Uncertainty quantification and global sensitivity analysis of composite wind turbine blades

Abstract

In this paper, a framework for uncertainty quantification (UQ) and global sensitivity analysis (GSA) of composite wind turbine blades is presented. Because of the presence of uncertainties, the performance and reliability of wind turbine blades are adversely affected. Uncertainties must therefore be accounted for during the design phase. However, performing UQ of composite blades while considering a large number of random parameters is computationally intensive. To make the process tractable, this work is based on an approach referred to as polynomial chaos expansion (PCE) with l1-minimization. PCE also enables one to perform GSA to assess the relative importance of random parameters using Sobol Indices.
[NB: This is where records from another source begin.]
PR #463, opened 2022-02-28
Bulgarian, Hungarian, Slovenian - Import from Crowdin

wackerow:
## Description
Imports latest content from Crowdin for:
- Bulgarian (bg)
- Hungarian (hu)
- Slovenian (sl)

This article also introduces an anisotropic formulation of PCE for dimension adaptive basis expansion. In addition, the UQ framework can handle random inputs with arbitrary distributions as well as spatial variations of material and geometric properties using Karhunen–Loève expansion. The presented framework was applied to three composite wind turbine blade problems – modal analysis, failure analysis, and buckling analysis – by considering the randomness in material and geometric parameters as well as loading conditions. The test case selected in this study is a blade from the National Renewable Energy Laboratory 5 Megawatt wind turbine. Results obtained with PCE were compared to Monte Carlo simulations. In addition, the influential random parameters were identified using Sobol Indices, obtained as an inexpensive sub-product of the PCE approximation.